If you are interested in e.g. the countries that occur in your database you can receive a list with the get_Countrylist() function. There are more get_xy() functions to access the information in your data base. For more information take a look at the processdata module description.

ep.get_CountryList(db)

['Austria',
 'Belgium',
 'Cyprus',
 'Czech Republic',
 'Germany',
 'Denmark',
 'Estonia',
 'Spain',
 'Finland',
 'France',
 'Greece',
 'Hungary',
 'Ireland',
 'Italy',
 'Lithuania',
 'Luxembourg',
 'Latvia',
 'Malta',
 'Netherlands',
 'Norway',
 'Poland',
 'Portugal',
 'Sweden',
 'Slovenia',
 'Slovakia',
 'United Kingdom',
 'Iceland',
 'Serbia',
 'Romania',
 'Bulgaria',
 'Switzerland',
 'Croatia']

The actual filtering happens with the function f_db().
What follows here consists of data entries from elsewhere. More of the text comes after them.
Issue #3484, opened 2024-09-09
s3blob/blob: support additional endpoint parameters: UseDualStack, UseFips, and UseAccelerate options


stanhu:
### Is your feature request related to a problem? Please describe.

https://aws.github.io/aws-sdk-go-v2/docs/configuring-sdk/endpoints/ mentions additional parameters that can be configured:

* `UseDualStack`
* `UseFips`
* `UseAccelerate`

These were added upstream in https://github.com/aws/aws-sdk-go-v2/pull/836.

### Describe the solution you'd like

The AWS SDK v2 URL probably should accept the following query parameters:

1. `dualstack`
2. `fips`
3. `accelerate`

As described in https://aws.github.io/aws-sdk-go-v2/docs/configuring-sdk/endpoints/#migration, we probably should migrate to v2 of the endpoint resolution.  Note that `EndpointResolverWithOptionsFunc` is deprecated and should likely be replaced with the v2 mechanism:  https://github.com/google/go-cloud/blob/d2adbc5c0014d2b7de556e837a508ba999b08f51/aws/aws.go#L207 

### Describe alternatives you've considered

While the `endpoint` can probably be used to support this functionality, users would have to know their region-specific endpoints. For example, if my AWS S3 bucket is `my-bucket` in `us-east-1`, and I want to enable transfer acceleration, dual-stack support, and FIPS, I would need to configure `endpoint` with one of the following:

1. `my-bucket.s3-accelerate.amazonaws.com`
5. `my-bucket.s3-accelerate.dualstack.amazonaws.com`
6. `my-bucket.s3-fips.us-gov-east-1.amazonaws.com` 
7. `my-bucket.s3-fips.dualstack.us-east-1.amazonaws.com`

This forces the application to build the hostname, when this seems more appropriately handled by the SDK.

References:

1. https://docs.aws.amazon.com/AmazonS3/latest/userguide/transfer-acceleration.html
1. https://aws.amazon.com/compliance/fips/

### Additional context

I believe `UseAccelerate` can be added via something like:

```diff
diff --git a/blob/s3blob/s3blob.go b/blob/s3blob/s3blob.go
index d3e80cf0..7353c6db 100644
--- a/blob/s3blob/s3blob.go
+++ b/blob/s3blob/s3blob.go
@@ -145,8 +145,9 @@ type URLOpener struct {
 }
 
 const (
-	sseTypeParamKey  = "ssetype"
-	kmsKeyIdParamKey = "kmskeyid"
[...]

PR #3486, opened 2024-09-11
s3blob/blob: support additional endpoint query parameters

stanhu:
This commit adds the following query parameters for AWS:

1. `dualstack`
2. `fips`
3. `accelerate` (S3-only)

This avoids the need for users to specify `endpoint`. For example, if my AWS S3 bucket is `my-bucket` in `us-east-1`, and you want to enable transfer acceleration, dual-stack support, and/or FIPS, you would need to configure `endpoint` with one of the following:

1. `my-bucket.s3-accelerate.amazonaws.com`
2. `my-bucket.s3-accelerate.dualstack.amazonaws.com`
3. `my-bucket.s3-fips.us-gov-east-1.amazonaws.com`
4. `my-bucket.s3-fips.dualstack.us-east-1.amazonaws.com`

For example, for the last option, users can use `s3://my-bucket?fips=true&dualstack=true`.

Closes https://github.com/google/go-cloud/issues/3484

### DIFF
--- a/aws/aws.go
+++ b/aws/aws.go
@@ -26,6 +26,7 @@ import (
 	"github.com/aws/aws-sdk-go/aws"
 	"github.com/aws/aws-sdk-go/aws/client"
 	"github.com/aws/aws-sdk-go/aws/credentials"
+	"github.com/aws/aws-sdk-go/aws/endpoints"
 	"github.com/aws/aws-sdk-go/aws/session"
 	"github.com/google/wire"
 )
@@ -81,6 +82,8 @@ func (co ConfigOverrider) ClientConfig(serviceName string, cfgs ...*aws.Config) 
 //   - endpoint: The endpoint URL (hostname only or fully qualified URI); sets aws.Config.Endpoint.
 //   - disableSSL: A value of "true" disables SSL when sending requests; sets aws.Config.DisableSSL.
 //   - s3ForcePathStyle: A value of "true" forces the request to use path-style addressing; sets aws.Config.S3ForcePathStyle.
+//   - dualstack: A value of "true" enables dual stack (IPv4 and IPv6) endpoints
+//   - fips: A value of "true" enables the use of FIPS endpoints
 func ConfigFromURLParams(q url.Values) (*aws.Config, error) {
 	var cfg aws.Config
 	for param, values := range q {
@@ -102,6 +105,20 @@ func ConfigFromURLParams(q url.Values) (*aws.Config, error) {
 				return nil, fmt.Errorf("invalid value for query parameter %q: %v", param, err)
 			}
 			cfg.S3ForcePathStyle = aws.Bool(b)
+		case "dualstack":
+			b, err := strconv.ParseBool(value)
+			if err != nil {
+				return nil, fmt.Errorf("invalid value for query parameter %q: %v", param, err)
+			}
+			cfg.UseDualStack = aws.Bool(b)
+		case "fips":
+			b, err := strconv.ParseBool(value)
+			if err != nil {
+				return nil, fmt.Errorf("invalid value for query parameter %q: %v", param, err)
+			}
+			if b {
+				cfg.UseFIPSEndpoint = endpoints.FIPSEndpointStateEnabled
+			}
 		case "awssdk":
 			// ignore, should be handled before this
 		default:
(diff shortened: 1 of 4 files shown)


aws/aws.go
```diff
@@ -102,6 +103,22 @@ func ConfigFromURLParams(q url.Values) (*aws.Config, error) {
 				return nil, fmt.Errorf("invalid value for query parameter %q: %v", param, err)
 			}
 			cfg.S3ForcePathStyle = aws.Bool(b)
+		case "dualstack":
```
vangent, line 106: Please document the new query options up above in the docstring.

aws/aws.go
```diff
@@ -197,6 +214,26 @@ func V2ConfigFromURLParams(ctx context.Context, q url.Values) (awsv2.Config, err
 			endpoint = value
 		case "profile":
 			opts = append(opts, awsv2cfg.WithSharedConfigProfile(value))
+		case "dualstack":
```
vangent, line 217: Same.

aws/aws.go
```diff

You have to specifiy the database that you want to filter and the column names and column values that you want to filter for.

Note

The following lines only create the DataFrame and do not display it. To display the data table, execute e.g. data1.head().

For a better overview, you can use data = ep.row_reduction(db). The new DataFrame is reduced to a list of columns. This list can be adjusted.
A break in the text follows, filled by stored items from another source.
Issue #3490, opened 2024-10-04
No way to support blob/blob in compatible storage like minio with v2 aws sdkgo


khrm:
Please use a title starting with the name of the affected package, or \"all\",
followed by a colon, followed by a short summary of the issue. Example:
`blob/gcsblob: not blobby enough`.

You can use `go bug` to have a cool, automatically filled out bug template, or
fill out the template below.

### Describe the bug
It's more of a regression than a bug. If we remove aws sdk v1, we won't have a way to support the minio or other compatible storage using blob/blob. Obviously, blob/s3blob will work but we lost out on blob abstraction.

### To Reproduce
You can use `play.min.io:9443` and try to run with aws sdk v2 and blob. There's no way. We definitely need a query param to solve this.

## Expected behavior

A query param like we have in aws sdk v1 `s3ForcePathStyl`.

vangent:
See https://github.com/google/go-cloud/pull/3473...?

PR #3491, opened 2024-10-04
Add disableHTTPS and usePathStyle s3v2.Options as query param

khrm:
This ensures that we can use blob/blob with s3 compatible storage like minio.
Pass `usePathStyle=true` to force PathStyle for s3. Pass `disableHTTPS=true` to disable tls for endpoint.

Fixes: https://github.com/google/go-cloud/issues/3490

### DIFF
--- a/blob/s3blob/s3blob.go
+++ b/blob/s3blob/s3blob.go
@@ -150,9 +150,11 @@ type URLOpener struct {
 }
 
 const (
-	sseTypeParamKey    = "ssetype"
-	kmsKeyIdParamKey   = "kmskeyid"
-	accelerateParamKey = "accelerate"
+	sseTypeParamKey      = "ssetype"
+	kmsKeyIdParamKey     = "kmskeyid"
+	accelerateParamKey   = "accelerate"
+	usePathStyleParamkey = "use_path_style"
+	disableHTTPSParamKey = "disable_https"
 )
 
 func toServerSideEncryptionType(value string) (typesv2.ServerSideEncryption, error) {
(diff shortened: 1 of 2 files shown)


aws/aws.go
```diff
@@ -253,3 +254,49 @@ func V2ConfigFromURLParams(ctx context.Context, q url.Values) (awsv2.Config, err
...
+// UseV2 returns true.
+//
+// https://pkg.go.dev/github.com/aws/aws-sdk-go-v2/service/s3#Options
+//
+// It returns an error if q contains any unknown query parameters; callers
+// should remove any query parameters they know about from q before calling
+// V2s3OptionsFromURLParams.
+//
+// The following query options are supported:
+//   - usePathStyle: A value of "true" forces the request to use path-style addressing; sets s3v2.Options.UsePathStyle.
```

Let’s filter for pollution in Germany:

data1 = ep.f_db(db, CountryName='Germany')

If you want to filter for multiple values in one column you have to insert a list.

data2 = ep.f_db(db, CountryName=['Germany', 'Switzerland', 'Austria'])
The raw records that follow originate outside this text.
Issue #3496, opened 2024-10-09
aws: disable rate limits by default with AWS


stanhu:
### Describe the bug

After upgrading to go-cloud v0.39.0, one of our users reported:

```
operation error S3: PutObject, failed to get rate limit token, retry quota exceeded, 0 available, 5 requested
```

Terraform also has more details in https://github.com/hashicorp/terraform-provider-aws/issues/36024#issue-2161155725. It seems the AWS team discussed this specific issue in https://github.com/aws/aws-sdk-go-v2/issues/1665#issuecomment-2004339077. 

The bottom line is that SDK v2 adds new client rate limits, and users may hit this after switching from SDK v1. I recommend disabling these rate limits by default (as done in https://github.com/hashicorp/aws-sdk-go-base/pull/977/files) and provide a way to configure them if desired.

### To Reproduce

I haven't tried this yet, but I imagine if you make lots of PutObject requests in quick succession you will hit these client rate limits.

## Expected behavior

No rate limit errors.

### Version

Which version(s) of the Go Cloud modules are you seeing the bug with?

v0.39.0

stanhu:
@vangent Thank you for the quick review and merge!

Do you know when you might want to cut a new tag? Otherwise I'll just use the pseudo-version.

vangent:
done

stanhu:
@vangent Thank you!

PR #3497, opened 2024-10-09
aws: add rate_limiter_capacity to configure client-side rate limits

stanhu:
Issuing many S3 uploads in quick succession causes the following error:                                                                                                                         
                                                                                                                  
```             
operation error S3: PutObject, failed to get rate limit token, retry quota exceeded, 0 available, 5 requested                  
```                                                                                                                          

By default, this rate limit is disabled to restore the same behavior as SDK v1. If `rate_limiter_capacity` is set, then client-side rate limits will take effect.                                                                                                       
                                                                                                                               
Closes https://github.com/google/go-cloud/issues/3496

### DIFF
--- a/aws/aws.go
+++ b/aws/aws.go
@@ -22,6 +22,9 @@ import (
 	"strconv"
 
 	awsv2 "github.com/aws/aws-sdk-go-v2/aws"
+	"github.com/aws/aws-sdk-go-v2/aws/ratelimit"
+	"github.com/aws/aws-sdk-go-v2/aws/retry"
+	"github.com/aws/aws-sdk-go-v2/config"
 	awsv2cfg "github.com/aws/aws-sdk-go-v2/config"
 	"github.com/aws/aws-sdk-go/aws"
 	"github.com/aws/aws-sdk-go/aws/client"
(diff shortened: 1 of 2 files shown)


aws/aws.go
```diff
@@ -251,5 +254,14 @@ func V2ConfigFromURLParams(ctx context.Context, q url.Values) (awsv2.Config, err
 		opts = append(opts, awsv2cfg.WithEndpointResolverWithOptions(customResolver))
 	}
 
+	// SDK v2 adds client-side rate limiting: https://aws.github.io/aws-sdk-go-v2/docs/configuring-sdk/retries-timeouts/#client-side-rate-limiting
```
vangent, line 257: Presumably AWS has some good reason for adding this, although they don't explain it in the doc you pointed to. So I'm not sure it's a great idea to disable it by default.

Can you make this a query parameter? (e.g., "disable_ratelimiting") and handle it similar to the others above (add it to the docstring too).

stanhu: > Presumably AWS has some good reason for adding this, although they don't explain it in the doc you pointed to. So I'm not sure it's a great idea to disable it by default.

I think these client side rate limits are causing more harm than good. The Terraform AWS provider disabled this with consultation with AWS: https://github.com/hashicorp/terraform-provider-aws/issues/36024#issuecomment-2008001009

Perhaps a better strategy is to leave this off by default and add the ability to configure the token bucket rate.

vangent: How about we follow what Terraform did, and add a `rate_limiter_capacity` parameter. If the default is 0, then use `None` (I'm fine with changing that to be the default). If there's a value, then create a rate limiter with that capacity. Please link to https://aws.github.io/aws-sdk-go-v2/docs/configuring-sdk/retries-timeouts/#client-side-rate-limiting in the documentation for the parameter.

stanhu: 👍 Thanks, that's exactly what I think we should do.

You can filter for multiple columns at the same time:

CountryName = ['Germany', 'Austria', 'Switzerland']
ReportingYear = [2014, 2015, 2016,2017]
PollutantName = ['Carbon dioxide (CO2)', 'Methane (CH4)']

data3 = ep.f_db(db, CountryName=CountryName, ReportingYear=ReportingYear, PollutantName=PollutantName)

Note

Take into account that numbers are not from type string and therefore do not need quote markers around them.

For the precise values use the get_xy() function or alternativley, you can take a look at the parameter table.
You can also filter step by step. For this you would have to insert the filtered database into the filter function.

You can adjust two more arguments in f_db().
If you want to take a look at the continent Europe, you have to exclude Exclaves that belong to European countries, like French Guiana.

data4 = ep.f_db(db, ExclaveExclude=True)

If you put ReturnUnknown on True the function returns a data table, which contains all entries that would be sorted out in the filter process but just do not possess enough information to pass the filter. If this table is empty, then it is a good sign.

data5 = ep.f_db(db, CountryName='Germany', ReturnUnknown=True)

Now you can generate your own data set of interest with a few lines of code. Since db is a DataFrame object, you can use all pandas functions as well, to personalize your data generation.